## AIM OF THE EXERCISE:
Take the entries below and reproduce them word for word.

## SOURCE INFORMATION:
• • •

PR #1199, opened 2023-12-21
feat: propagate the err message from getNetDelegate

xujihui1985:
propagate the err message from getNetDelegate, and log the error in the error message, we don't want to lose the err here


xujihui1985:
@s1061123 Hi, would you like to have a look at this PR?

xujihui1985:
ping @micw @e0ne @tedyu

dougbtv (approved):

dougbtv:
Thanks for your contribution!

dougbtv:
Hey @xujihui1985 -- appreciate the contribution, but, since this deployment is meant to be an example, I'm afraid that this might wind up killing Multus on sample clusters. If you have this need, we'd recommend that you implement it in your own deployment YAML, and we'd rather not make these limitations for an example.

xujihui1985:
@dougbtv Hi thanks for the reply, but sorry I don't get your point, what do you mean by an example? And how can I able to access the inner error if I don't propagate the err? What can I do with yaml?

dougbtv:
@xujihui1985 sorry! I had made a comment by accident on the wrong pull request!

xujihui1985:
Hi, would anyone like to merge this PR? the failing test should have no relation with this PR

PR #149, opened 2024-07-18
File path call updates

juandlt-csu:
These updates are related to how we call the file paths in the verification workflow to make them more robust across OS's. 
- I use `here()` instead of string concatenation to make those calls more robust across OS's. 
- I replace `readRDS()` with `read_rds()` to make pulling in data more robust across OS's.
- Note that I did not update `saveRDS()` with `write_rds()`. This made the row updates slower and error out. Something to look into in the future. `saveRDS` works fine still.

@kathryn-willi and @SamStruthers -- If y'all could make sure that this doesn't break things on your end and behaves as expected that would be great.

@ecogub -- Nick, if you could test to see if this works at all on your windows machine that would be great. lmk if you can't so I can seek out a window machine to test on.

### DIFF
--- a/virridy/verification_workflow/1_verification_setup.Rmd
+++ b/virridy/verification_workflow/1_verification_setup.Rmd
@@ -8,29 +8,29 @@ library(tidyverse)
 library(ggpubr)
 library(here)
 
-# set data directory paths
-all_path <- here("data", "virridy_verification", "all_data_directory")
-pre_verification_path <- here("data", "virridy_verification", "pre_verification_directory")
-intermediary_path <- here("data", "virridy_verification", "intermediary_directory")
-verified_path <- here("data", "virridy_verification", "verified_directory")
-
 # set function directory paths
-fxn_path <- "src/"
+fxn_path <- here("src")
 
 # Source functions
 invisible(map(
   list.files(fxn_path, pattern = "*.R", full.names = TRUE),
   ~ source(.x, echo = FALSE)
 ))
+
+# set data directory paths
+all_path <- here("data", "virridy_verification", "all_data_directory")
+pre_verification_path <- here("data", "virridy_verification", "pre_verification_directory")
+intermediary_path <- here("data", "virridy_verification", "intermediary_directory")
+verified_path <- here("data", "virridy_verification", "verified_directory")
   
 # Load all flagged data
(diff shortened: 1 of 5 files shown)


virridy/verification_workflow/1_verification_setup.Rmd
```diff
@@ -42,7 +42,7 @@ get_working_data_decision()
 network <- "virridy"
 # Set the site and parameter to verify
 site <- "archery"
-parameter <- "Temperature"
+parameter <- "Chl-a Fluorescence"
 ```
 
 ```{r set the site-param df to update}
```
ecogub, line 48: Throwing error from chunk 5 "Error in UseMethod("group_by") :
no applicable method for 'group_by' applied to an object of class "NULL""

virridy/verification_workflow/1_verification_setup.Rmd
```diff
@@ -71,7 +71,4 @@ weekly_plot_objects <- generate_initial_weekly_plots(
   flag_arg = NULL
```
ecogub, line 71: Same error as chunk 5 is thrown here in chunk 6.

virridy/verification_workflow/2_verification_method.R
ecogub, line 1: Running this with the errors above gives the error: "Error in weekly_plot_objects : object 'weekly_plot_objects' not found"

ecogub (changes requested):
The things I pointed out in the meeting run fine, just the last 2 chunks in step 1 are throwing errors.

virridy/verification_workflow/1_verification_setup.Rmd
juandlt-csu: Chunk 5 (set the site-param df to update) is giving you an error that has "group_by" in it?

virridy/verification_workflow/1_verification_setup.Rmd
juandlt-csu: A group_by error makes more sense here, unfortunately I can't debug without a reprex. Thanks for this, I will seek out a windows machine to figure this one out.

virridy/verification_workflow/2_verification_method.R
juandlt-csu: This makes sense. if you were unable to run chunk 6 then you wouldn't have the list of plots needed for this script. Thanks for checking this out, Nick!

• • •

## THE COMPLETED TASK:
PR #1199, opened 2023-12-21
feat: propagate the err message from getNetDelegate

xujihui1985:
propagate the err message from getNetDelegate, and log the error in the error message, we don't want to lose the err here


xujihui1985:
@s1061123 Hi, would you like to have a look at this PR?

xujihui1985:
ping @micw @e0ne @tedyu

dougbtv (approved):

dougbtv:
Thanks for your contribution!

dougbtv:
Hey @xujihui1985 -- appreciate the contribution, but, since this deployment is meant to be an example, I'm afraid that this might wind up killing Multus on sample clusters. If you have this need, we'd recommend that you implement it in your own deployment YAML, and we'd rather not make these limitations for an example.

xujihui1985:
@dougbtv Hi thanks for the reply, but sorry I don't get your point, what do you mean by an example? And how can I able to access the inner error if I don't propagate the err? What can I do with yaml?

dougbtv:
@xujihui1985 sorry! I had made a comment by accident on the wrong pull request!

xujihui1985:
Hi, would anyone like to merge this PR? the failing test should have no relation with this PR

PR #149, opened 2024-07-18
File path call updates

juandlt-csu:
These updates are related to how we call the file paths in the verification workflow to make them more robust across OS's. 
- I use `here()` instead of string concatenation to make those calls more robust across OS's. 
- I replace `readRDS()` with `read_rds()` to make pulling in data more robust across OS's.
- Note that I did not update `saveRDS()` with `write_rds()`. This made the row updates slower and error out. Something to look into in the future. `saveRDS` works fine still.

@kathryn-willi and @SamStruthers -- If y'all could make sure that this doesn't break things on your end and behaves as expected that would be great.

@ecogub -- Nick, if you could test to see if this works at all on your windows machine that would be great. lmk if you can't so I can seek out a window machine to test on.

### DIFF
--- a/virridy/verification_workflow/1_verification_setup.Rmd
+++ b/virridy/verification_workflow/1_verification_setup.Rmd
@@ -8,29 +8,29 @@ library(tidyverse)
 library(ggpubr)
 library(here)
 
-# set data directory paths
-all_path <- here("data", "virridy_verification", "all_data_directory")
-pre_verification_path <- here("data", "virridy_verification", "pre_verification_directory")
-intermediary_path <- here("data", "virridy_verification", "intermediary_directory")
-verified_path <- here("data", "virridy_verification", "verified_directory")
-
 # set function directory paths
-fxn_path <- "src/"
+fxn_path <- here("src")
 
 # Source functions
 invisible(map(
   list.files(fxn_path, pattern = "*.R", full.names = TRUE),
   ~ source(.x, echo = FALSE)
 ))
+
+# set data directory paths
+all_path <- here("data", "virridy_verification", "all_data_directory")
+pre_verification_path <- here("data", "virridy_verification", "pre_verification_directory")
+intermediary_path <- here("data", "virridy_verification", "intermediary_directory")
+verified_path <- here("data", "virridy_verification", "verified_directory")
   
 # Load all flagged data
(diff shortened: 1 of 5 files shown)


virridy/verification_workflow/1_verification_setup.Rmd
```diff
@@ -42,7 +42,7 @@ get_working_data_decision()
 network <- "virridy"
 # Set the site and parameter to verify
 site <- "archery"
-parameter <- "Temperature"
+parameter <- "Chl-a Fluorescence"
 ```
 
 ```{r set the site-param df to update}
```
ecogub, line 48: Throwing error from chunk 5 "Error in UseMethod("group_by") :
no applicable method for 'group_by' applied to an object of class "NULL""

virridy/verification_workflow/1_verification_setup.Rmd
```diff
@@ -71,7 +71,4 @@ weekly_plot_objects <- generate_initial_weekly_plots(
   flag_arg = NULL
```
ecogub, line 71: Same error as chunk 5 is thrown here in chunk 6.

virridy/verification_workflow/2_verification_method.R
ecogub, line 1: Running this with the errors above gives the error: "Error in weekly_plot_objects : object 'weekly_plot_objects' not found"

ecogub (changes requested):
The things I pointed out in the meeting run fine, just the last 2 chunks in step 1 are throwing errors.

virridy/verification_workflow/1_verification_setup.Rmd
juandlt-csu: Chunk 5 (set the site-param df to update) is giving you an error that has "group_by" in it?

virridy/verification_workflow/1_verification_setup.Rmd
juandlt-csu: A group_by error makes more sense here, unfortunately I can't debug without a reprex. Thanks for this, I will seek out a windows machine to figure this one out.

virridy/verification_workflow/2_verification_method.R
juandlt-csu: This makes sense. if you were unable to run chunk 6 then you wouldn't have the list of plots needed for this script. Thanks for checking this out, Nick!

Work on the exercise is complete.